30代後半に突入した私が、今までの人生を振り返って思うのはタイトルの通りだ。とにかくこの国の「普通」は、やたらとハードルが高い。そう気づいたのは、恐らく社会人になってから。美大受験のために二浪したせいで同級生からは遅れをとり、新卒採用も枯れていた時代。華やかな才能があったわけでもない。自分が「特別」だと思えていた頃は、幸せだったと気づいた。



親を見て育つということ

子どもの養育者は基本親がベースとなる。私が産まれる前は両親共働きであったが、母は私が産まれると同時に専業主婦になった。時代としては当然といったところである。父はごく普通のサラリーマンだ。しいていえば、技術者寄り。人より機械が好き。私が知っている母と父はここからスタートしており、ふんわり「家庭」とはこういうものだというイメージが、幼い頃から刷り込まれている。

「やりたいこと」なんてなかった

そんな家庭で一人娘として育てられた私は、高校生の頃から悩み始める。いわゆる自分の「やりたいこと」が特になかったからだ。これは多くの人が抱えていることだと思う。そしてさらに私の場合は「得意なこと」もなかった。趣味としてゲームなどは好きであったが、あくまでプレイするだけであり、それを一から作りたいだとか考えたことはなかった。基本的にやる気がないので、学力も落ちる一方。ただ絵を描くことが割と好きだったので(高校は美術部所属)、どこかの芸術学部だとかに行けたら楽しいかな?くらいな考えだった。

美術の学部って?

高校時代の成績はひどかった為、付属校で内部試験があったにも関わらず行ける学部はゼロ。残された選択肢は外部受験だったが、当時美術部の顧問をしていた先生に「美術をしっかり学びたいなら、美大へ行きなさい」と言われ、その道へ進むきっかけとなった。受験のため地元の美大予備校へ通うようになり、学部は油絵科を志望。日本画科は繊細すぎて向いていないし、デザイン科も自身にセンスがあるとは到底思えなかった。ちなみに予備校へ通うまで、油絵具は触ったことも舐めたこともなかった。

現役合格できず

最初の受験で藝大の一次試験は通過したが、二次試験で不合格。私大は見事に全滅。
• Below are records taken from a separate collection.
PR #4873, opened 2022-05-25
API: Pass FileIO into Snapshot methods that read metadata

kbendick:
# Motivation
As part of the REST Catalog, and for interoperability with other systems, we need to be able to accept a `TableMetadata` instance as JSON from an external source.

Currently, `TableMetadata` takes in `FileIO` as an argument, which it pushes down to `BaseSnapshot` (the main implementation of `Snapshot`).

File IO is used lazily in `BaseSnapshot`, only when we need to fetch added / deleted files or any kind of manifest from the snapshot. The call for these changes is done once, and then the results are cached.

# Changes
Because we cannot be sure of which FileIO is the appropriate one to use when parsing `TableMetadata`, and even if we were sure, it would be very difficult to pass it to the `TableMetadataDeserializer`, this PR deprecates the stored `FileIO` state from `BaseSnapshot`.

With these changes, users will need to call `addedFiles` / `deletedFiles` / `allManifests` / `dataManifests` / `deleteManifests` on `Snapshot` with the desired FileIO implementation.

This is relatively easy to do, as the correct `FileIO` tends to be readily available where these functions are called. This also makes it much easier for session based use cases, which might have different FileIO with different levels of access, within the same program, such as multi-tenant Trino-style programs.

# Remaining
This PR only updates latest Spark and Flink and Hive versions. We'll need to backport for earlier versions, which can either be done in this PR or in another PR. But for the sake of reviewers, I've left it to just the latest versions of all.

cc @rdblue


core/src/main/java/org/apache/iceberg/BaseSnapshot.java
```diff
@@ -84,6 +89,25 @@ class BaseSnapshot implements Snapshot {
...
+    this.io = null;
+    this.sequenceNumber = sequenceNumber;
+    this.snapshotId = snapshotId;
+    this.parentId = parentId;
+    this.timestampMillis = timestampMillis;
+    this.operation = operation;
+    this.summary = summary;
+    this.schemaId = schemaId;
+    this.manifestListLocation = manifestList;
+  }
```
kbendick, line 109: This constructor is not presently used. In most situations, it's ok to simply pass `null` as the FileIO.

I didn't update the specific constructor used in an attempt to make this easier to cherry-pick.

core/src/main/java/org/apache/iceberg/BaseSnapshot.java
```diff
@@ -150,14 +192,40 @@ private void cacheManifests() {
...
+  /**
+   * @deprecated since 1.0.0 - Use {@link Snapshot#allManifests(FileIO)} instead.
+   */
+  @Override
+  @Deprecated
   public List<ManifestFile> allManifests() {
+    // TODO - Consider throwing here if allManifests are not already cached or if called at all.
     if (allManifests == null) {
       cacheManifests();
     }
```
kbendick, line 211: @rdblue and I discussed leaving this not deprecated, but throwing if the function _needs_ to call `cacheManifests()`.

I'd personally like to see the older signatures removed prior to 1.0, but given we're not doing a 0.14.0 release that might not be possible.

However, we should be doing as much as possible to discourage people from using the function signatures that don't require `FileIO`. It might be ok to keep them for backwards compatibility, provided that `cacheManifests` and `cacheChanges` have already been called.

kbendick (commented):
cc @nastra as `TestNessieTable` has been touched. Additionally, I believe you were previously working around this problem (not having `FileIO` on hand when parsing `TableMetadata` from external JSON).

Hopefully this can help simplify some changes for you in the medium to long term 🙂

kbendick:
Also cc @danielcweeks

api/src/main/java/org/apache/iceberg/Snapshot.java
```diff
@@ -68,23 +69,58 @@ public interface Snapshot extends Serializable {
    * Return all {@link ManifestFile} instances for either data or delete manifests in this snapshot.
    *
    * @return a list of ManifestFile
+   * @deprecated since 1.0.0 - Use {@link Snapshot#allManifests(FileIO)} instead.
```
rdblue, line 72: Instead of saying when it was deprecated, I think we should say when it will be removed. I'm thinking that will probably be 1.0.0, assuming that we do an 0.14.0 and then follow up with a 1.0.0 to remove deprecations, but open to other opinions.

api/src/main/java/org/apache/iceberg/Snapshot.java
```diff
@@ -68,23 +69,58 @@ public interface Snapshot extends Serializable {
...
    */
+  @Deprecated
   List<ManifestFile> allManifests();
 
+  /**
+   * Return all {@link ManifestFile} instances for either data or delete manifests in this snapshot.
+   * <p>
+   * The FileIO instance is passed in for cases where the correct FileIO to use is not known when the
+   * TableMetadata (and thus BaseSnapshot implementations) is not known, such as parsing JSON for the
+   * RESTCatalog or for highly sessionzed applications like Trino or shared Spark servers.
```
rdblue, line 82: I don't think this paragraph is needed. The FileIO is passed in because it doesn't make sense for `Snapshot` to have one. The reason why we didn't require it before is because we originally kept manifests in the Snapshot metadata itself.

api/src/main/java/org/apache/iceberg/Snapshot.java
```diff
@@ -68,23 +69,58 @@ public interface Snapshot extends Serializable {
...
+   *
+   * @param io the {@link FileIO} instance to be used for reading Snapshot manifests, if not already cached
```
rdblue, line 84: How about `a FileIO instance for reading files in object storage`?

core/src/main/java/org/apache/iceberg/BaseSnapshot.java
```diff
@@ -131,6 +155,24 @@ public Integer schemaId() {
     return schemaId;
   }
 
+  private void cacheManifests(FileIO fileIO) {
+    if (fileIO == null) {
+      throw new IllegalStateException("Cannot cache changes: FileIO is null");
```
rdblue, line 160: I think this is now an `IllegalArgumentException`.

api/src/main/java/org/apache/iceberg/Snapshot.java
kbendick: Yeah I think that's a good idea. I believe Yufei did something similar (noting when it would be deprecated) when deprecating the old metadata write directory configurations.

I also think that this gives a little bit more of an argument for a 0.14.0. We can go through, determine what needs to be deprecated, cut a release, and then turn around and cut a 1.0.0 release that from then on has stronger API / ABI guarantees.

core/src/main/java/org/apache/iceberg/BaseSnapshot.java
```diff
@@ -150,14 +192,40 @@ private void cacheManifests() {
...
+    return allManifests;
+  }
+
+  /**
+   * @deprecated since 1.0.0 - Use {@link Snapshot#allManifests(FileIO)} instead.
+   */
+  @Override
+  @Deprecated
   public List<ManifestFile> allManifests() {
+    // TODO - Consider throwing here if allManifests are not already cached or if called at all.
```
rdblue, line 208: It's okay for callers to use this for now. It should behave as it always has.

core/src/main/java/org/apache/iceberg/BaseSnapshot.java
rdblue: I think I'm okay with deprecating this.

core/src/main/java/org/apache/iceberg/BaseSnapshot.java
```diff
@@ -194,16 +298,51 @@ public String manifestListLocation() {
...
+    }
+
+    this.cachedAdds = adds.build();
+    this.cachedDeletes = deletes.build();
+  }
+
   private void cacheChanges() {
     if (io == null) {
-      throw new IllegalStateException("Cannot cache changes: FileIO is null");
+      throw new IllegalStateException("Cannot cache changes: file io is null");
```
rdblue, line 338: Do we need to change this? It doesn't really seem worth it.

api/src/main/java/org/apache/iceberg/Snapshot.java
kbendick: I'll go with `a FileIO instance for reading files from storage` so as not to confuse any potential HDFS users. Trivial difference but let me know if you disagree

core/src/main/java/org/apache/iceberg/BaseSnapshot.java
```diff
@@ -194,16 +298,51 @@ public String manifestListLocation() {
     return manifestListLocation;
   }
 
+  private void cacheChanges(FileIO fileIO) {
```
rdblue, line 301: As with `cacheManifests`, can we combine the implementations so that it is clear there are no changes other than passing in `fileIO`?

core/src/main/java/org/apache/iceberg/BaseSnapshot.java
kbendick: The existing `cacheManifest` function uses `IllegalStateException`, but I agree that `IllegalArgumentException` makes more sense here as we're not relying on state within the class but arguments.

core/src/main/java/org/apache/iceberg/BaseSnapshot.java
```diff
@@ -131,6 +155,24 @@ public Integer schemaId() {
     return schemaId;
   }
 
+  private void cacheManifests(FileIO fileIO) {
```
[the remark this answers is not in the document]
kbendick: Updated to use one `cacheManifests` function - passing in the class level `io` for the existing (deprecated) functions that call it.

core/src/main/java/org/apache/iceberg/BaseSnapshot.java
kbendick: Nah it doesn't. Agreed.

core/src/main/java/org/apache/iceberg/BaseSnapshot.java
kbendick: Done.

kbendick: I think changing the signature is better in case people are using this method in a fork somehow. They'll be more likely to notice the change and update their (additional) code as needed.

The likelihood somebody is using this particular `private` method in some unique way though is likely pretty low in my opinion.

core/src/main/java/org/apache/iceberg/BaseSnapshot.java
kbendick: Yes same. I left a note that it's deprecated and will be removed in 1.0.0.

api/src/main/java/org/apache/iceberg/Snapshot.java
kbendick: Copied existing language and mentioned it's deprecated since 0.14.0 and will be deprecated in 1.0.0.

I found a deprecation notice saying something would be removed in 0.15.0, so I think some ambiguity about 0.14.0 vs 1.0.0 is fine for now.

api/src/main/java/org/apache/iceberg/Snapshot.java
kbendick: Removed.

core/src/main/java/org/apache/iceberg/BaseSnapshot.java
kbendick: Done.

rdblue (approved):

rdblue:
Looks great! Thanks @kbendick. It's great to have this cleaned up. I've been wanting to do it for a long time now.

kbendick:
> Looks great! Thanks @kbendick. It's great to have this cleaned up. I've been wanting to do it for a long time now.

Thanks @rdblue. This makes a lot of sense to me as well, as the TableMetadata should be transmissible in a way that doesn’t immediately couple itself to the FileSystem (or choice of FileIO etc).

I know it seems like a large change but it’s really mostly just tests and the FileIO is already properly serialized for Kryo etc where need be. So the change isn’t nearly as large as it seems.

**Question**: Should I update tests and code for earlier Spark versions and Flink versions in this PR or in another? It would make code maintenance simpler to keep other versions in sync (either here or in another PR). But happy to slice the PRs however is deemed best.

api/src/main/java/org/apache/iceberg/Snapshot.java
kbendick: Also I’ll make a note of the 0.15.0 thing and we’ll get that cleared up. Found it basically git grep-Ing and it’s very unlikely we’ll have a 0.15.0.

rdblue:
> Should I update tests and code for earlier Spark versions and Flink versions in this PR or in another?

I think in another PR would be best.

rdblue:
Thanks, @kbendick! I merged this so we can move on to the follow-ups.

kbendick:
> @kbendick thanks, I'll review on monday but if anything comes up we could just do a follow-up, so no need to block on merging this.

Cool. Let me know if there's anything in particular you'd like to go over or have any questions on as I believe this will benefit you as well.

nastra:
retro +1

ここから浪人生活になるわけだが、一浪目はなんだかんだ楽しく過ごしていた。昼間に絵を描いて、夜はのんびり好きなゲームをして。ただ一浪の受験で、どこにも受からなかったときから事情は変わった。何より親にお金を出してもらっているのである。予備校代はもちろん、キャンバスや絵の具代だけでも馬鹿にならない。二浪目に突入した時点で趣味のゲームを完全に断った。私なりの、親へ対する誠意だった。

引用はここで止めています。